ACTIVITY:
A word-for-word copy of the whole listing is required.

DATA FOR THIS TASK:
- - - - - - -
PR #4251, opened 2015-03-19
Move "Why signed up" field into elements wrapper. Fixes #4229.

### LINKED ISSUE #4229: Signup Reason and Signup Reason Label alignment is off on signup data form
related to #4202 Signup Reason and Signup Reason Label is still a bit off

image

image

DFurnes:
# Changes
- Moves "Why signed up" field into elements wrapper with other form fields. Fixes #4229.

# Screenshot

ahhhhhhh that's soo much better


sbsmith86:
:+1:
- - - - - - -
RESULT:
PR #4251, opened 2015-03-19
Move "Why signed up" field into elements wrapper. Fixes #4229.

### LINKED ISSUE #4229: Signup Reason and Signup Reason Label alignment is off on signup data form
related to #4202 Signup Reason and Signup Reason Label is still a bit off

image

image

DFurnes:
# Changes
- Moves "Why signed up" field into elements wrapper with other form fields. Fixes #4229.

# Screenshot

ahhhhhhh that's soo much better


sbsmith86:
:+1:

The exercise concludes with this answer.